PR #130, opened 2020-10-21
fix(schema): remove blocking processing indexes and improve processing stats table

iand:
The processing indexes are very slow to create against populated databases. Remove them
and add them back in as part of a later conversion of the processing tables to
hypertables (see https://github.com/filecoin-project/sentinel-visor/pull/111)

While we are amending this migration, also change the structure of the visor_processing_stats
table. Fixes https://github.com/filecoin-project/sentinel-visor/issues/120

### DIFF
--- a/tasks/stats/processing.go
+++ b/tasks/stats/processing.go
@@ -6,102 +6,104 @@ import (
 	"strings"
 	"time"
 
+	sa0builtin "github.com/filecoin-project/specs-actors/actors/builtin"
+	sa2builtin "github.com/filecoin-project/specs-actors/v2/actors/builtin"
 	"golang.org/x/xerrors"
 
 	"github.com/filecoin-project/sentinel-visor/storage"
 	"github.com/filecoin-project/sentinel-visor/wait"
 )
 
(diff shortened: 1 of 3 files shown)


iand:
This should unblock releasing features that are held off pending this index migration.

tasks/stats/processing.go
```diff
@@ -126,7 +128,7 @@ func (r *ProcessingStatsRefresher) Run(ctx context.Context) error {
 }
 
 func (r *ProcessingStatsRefresher) collectStats(ctx context.Context) (bool, error) {
-	subQueries := []string{statsActors}
+	subQueries := []string{fmt.Sprintf(statsActors, actorCodeCase)}
```
willscott, line 131: does this mean we're templating the case statement into each of the sub-select's in the union?
is there a way to select that into a place that can then be directly used in each of the union'd selects directly?

iand: I could try something clever like inserting into a temporary table and joining against it, but I'm not sure it's worth it. The case is evaluated once per actor code per subquery (since we have already grouped by code). Perhaps about 120 times which I think is quite low compared to the cost of grouping over 30 million rows.

PR #132, opened 2020-10-21
add sql lens

willscott:
This applies the same blockstore structure that is used in https://github.com/ribasushi/ltsh/commit/b92851d074d8b1764ec063fcd836ed17840d6a00 for a visor consumer

Use with `visor --lens sql --repo "postgres:///prelotus?user=lotus&host=/var/run/postgresql/" run` or similar


lanzafame:
@willscott does this require a `ltsh` node that is synced to be running?

willscott:
> @willscott does this require a `ltsh` node that is synced to be running?

nope

lanzafame:
I am confused, how and when does that postgres db get blocks into it?

willscott:
> I am confused, how and when does that postgres db get blocks into it?

working on that in parallel (it'll eventually be a lotus PR): https://github.com/filecoin-project/lotus/tree/feat/dbrepo

willscott:
looking for reviewer. this is safe to merge, and i'd rather it not languish in a PR

lens/sqlrepo/blockstore.go
```diff
@@ -0,0 +1,235 @@
...
+	//return c.Encode(multibase.MustNewEncoder(multibase.Base64))
+
+	k, _ = multibase.Encode(multibase.Base64, c.Hash())
+	return
+}
+
+func (sbs *SqlBlockstore) Has(c cid.Cid) (has bool, err error) {
+	err = sbs.db.QueryRow(
+		context.Background(),
+		"SELECT EXISTS( SELECT 42 FROM blocks WHERE multiHash = $1 )",
```
frrist, line 81: 42?

lens/sqlrepo/blockstore.go
```diff
@@ -0,0 +1,235 @@
...
+func DB(connStr string) *pgxpool.Pool {
+	if dbpool == nil {
+		var err error
+		dbpool, err = pgxpool.Connect(context.Background(), connStr)
+		if err != nil {
+			log.Fatalf("failed to connect to %s: %s", connStr, err)
+		}
+
+		for _, ddl := range []string{
+			"CREATE TABLE IF NOT EXISTS blocks(" +
```
frrist, line 33: Assuming this means blockstore blocks and not blockchain blocks -- would it be worth using the [Large Object type](https://www.postgresql.org/docs/10/lo-intro.html) here instead? This also may be the wrong place to ask this.

frrist (approved):
Happy to have this in now and for incremental changes to land in follow ons.

lens/sqlrepo/blockstore.go
willscott: i think this is just for the where, and it's just a constant that we check if any rows are returned.

lens/sqlrepo/blockstore.go
willscott: cc @ribasushi

willscott: really i suspect that this as a consumer shouldn't be making tables at all, but it's the same blockstore object that riba is using on the lotus producer side for writing into.

lens/sqlrepo/blockstore.go
frrist: Could I bother you to add a comment mentioning that?

lens/sqlrepo/blockstore.go
ribasushi: @frrist it means blockstore-blocks-specific-to-the-blockchain: the largest block is something like 38k, definitely not a candidate for a large object

What @willscott is saying is correct re "this code should not be creating tables". Moreover: this is all highly WiP/MVP: the "schema" was for a test, it is **definitely** not how it actually should look...

If you want to incorporate this into the visor now ( the producer work is placed on hold for a few days ) - I recommend making the actual queries configurable. Then you do not care what the database looks like.

lens/sqlrepo/blockstore.go
ribasushi: We can change it to 23 if you guys *really* insist...

lens/sqlrepo/blockstore.go
frrist: Thanks for the solid explanation @ribasushi. I'm not meaning to be overly critical, just curious. Still happy to have this in as to avoid PR rot @willscott, my approval is sticky.

> it means blockstore-blocks-specific-to-the-blockchain: the largest block is something like 38k, definitely not a candidate for a large object.

Would the IPLD object representing the state tree at a specific state root also be in this store? Where is the code for this library?

ribasushi: @frrist no worries, just giving context why the parts-to-be-critiqued exist at all. I wasn't expecting us to make this into an official visor plugin when I was playing with it ;)

PR #138, opened 2020-10-23
add car repo lens

willscott:
This has the same structure as #132 but uses a carbs db as the underlying blockstore.


placer14 (approved):
LGTM

PR #139, opened 2020-10-23
chore: add issue and PR templates

frrist:


.github/pull_request_template.md
```diff
@@ -0,0 +1,5 @@
+### Motivation
```
lanzafame, line 1: Does this interfere with Github taking the long description part of a commit message and using that as the PR description?

frrist: I'm not sure, I suspect it does. From a quick look at PR's we've merged the past couple weeks it appears we don't use that feature very often.

.github/ISSUE_TEMPLATE/bug_report.md
```diff
@@ -0,0 +1,10 @@
+---
+name: Bug report
+about: Create a report to help us improve
+labels: kind/bug
+assignees: ''
+
+---
+### Describe the bug:
```
placer14, line 8:
```suggestion
### Visor Version: vx.x.x

### Describe the bug:
```

placer14 (approved):

.github/pull_request_template.md
iand: I'm probably the only person who writes descriptions of changes in the commit messages. As such I'd prefer to keep the current behaviour so the commit message becomes the PR text.

frrist: Alright, in that case would dropping the PR template and keeping the issue template be a reasonable compromise?

iand: Sure

PR #140, opened 2020-10-25
Fix Repo loading of Car files

willscott:
* Use a `MemRepo` rather than a `FSRepo` in read-only mode for metadata storage
* Use working [`v0.0.3`](https://github.com/willscott/carbs/releases/tag/v0.0.3) of carbs.


placer14 (approved):
GTM.

Issue #135, opened 2020-10-22
Migration from 13->14 with populated DB fails


placer14:
If I try to delete everything visor migrate --to 0
It fails with
```
running destructive schema migration from version 2 to version 1
2020-10-22T13:38:47.513-0700	FATAL	visor	sentinel-visor/main.go:116	run migration: ERROR #0A000 cannot alter type of a column used by a view or rule
```

Note: This included the following report which was separated into https://github.com/filecoin-project/sentinel-visor/issues/173 to resolution separately.

Report from @willscott :

On master, migrations are unhappy. the migration from schema 13->14 fails on a non-empty DB
```
run migration: ERROR #0A000 table "block_headers" is not empty
run migration: ERROR #23502 column "height" contains null values
```

iand:
This is working as designed. We decided adding indexes to existing data was too costly and we would start with a fresh database at this point.

iand:
Possible solutions:

 1. We could truncate data in the tables beforehand but this seems dangerous since it potentially could wipe data unexpectedly if someone redeploys with --allow-schema-migration set
 2. We could alter this schema change to create entirely new tables, leaving the old data in place

placer14:
Will break out first case into a separate issue to close the second case with the PR provided.

PR #144, opened 2020-10-26
fix: remove irreversable migration instruction

placer14:
Address 2nd case of #135


iand (approved):

iand:
I approved but it seems like the wrong fix. The error says `cannot alter type of a column used by a view or rule` so it seems we should drop that view first.

placer14:
Closing due to age. Will resolve again in new PR.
=======
* Task requirements: Reproduce verbatim the range of lines that opens the records and closes with the line containing "This applies the". Omit everything after it.

* Your solution:
PR #130, opened 2020-10-21
fix(schema): remove blocking processing indexes and improve processing stats table

iand:
The processing indexes are very slow to create against populated databases. Remove them
and add them back in as part of a later conversion of the processing tables to
hypertables (see https://github.com/filecoin-project/sentinel-visor/pull/111)

While we are amending this migration, also change the structure of the visor_processing_stats
table. Fixes https://github.com/filecoin-project/sentinel-visor/issues/120

### DIFF
--- a/tasks/stats/processing.go
+++ b/tasks/stats/processing.go
@@ -6,102 +6,104 @@ import (
 	"strings"
 	"time"
 
+	sa0builtin "github.com/filecoin-project/specs-actors/actors/builtin"
+	sa2builtin "github.com/filecoin-project/specs-actors/v2/actors/builtin"
 	"golang.org/x/xerrors"
 
 	"github.com/filecoin-project/sentinel-visor/storage"
 	"github.com/filecoin-project/sentinel-visor/wait"
 )
 
(diff shortened: 1 of 3 files shown)


iand:
This should unblock releasing features that are held off pending this index migration.

tasks/stats/processing.go
```diff
@@ -126,7 +128,7 @@ func (r *ProcessingStatsRefresher) Run(ctx context.Context) error {
 }
 
 func (r *ProcessingStatsRefresher) collectStats(ctx context.Context) (bool, error) {
-	subQueries := []string{statsActors}
+	subQueries := []string{fmt.Sprintf(statsActors, actorCodeCase)}
```
willscott, line 131: does this mean we're templating the case statement into each of the sub-select's in the union?
is there a way to select that into a place that can then be directly used in each of the union'd selects directly?

iand: I could try something clever like inserting into a temporary table and joining against it, but I'm not sure it's worth it. The case is evaluated once per actor code per subquery (since we have already grouped by code). Perhaps about 120 times which I think is quite low compared to the cost of grouping over 30 million rows.

PR #132, opened 2020-10-21
add sql lens

willscott:
This applies the same blockstore structure that is used in https://github.com/ribasushi/ltsh/commit/b92851d074d8b1764ec063fcd836ed17840d6a00 for a visor consumer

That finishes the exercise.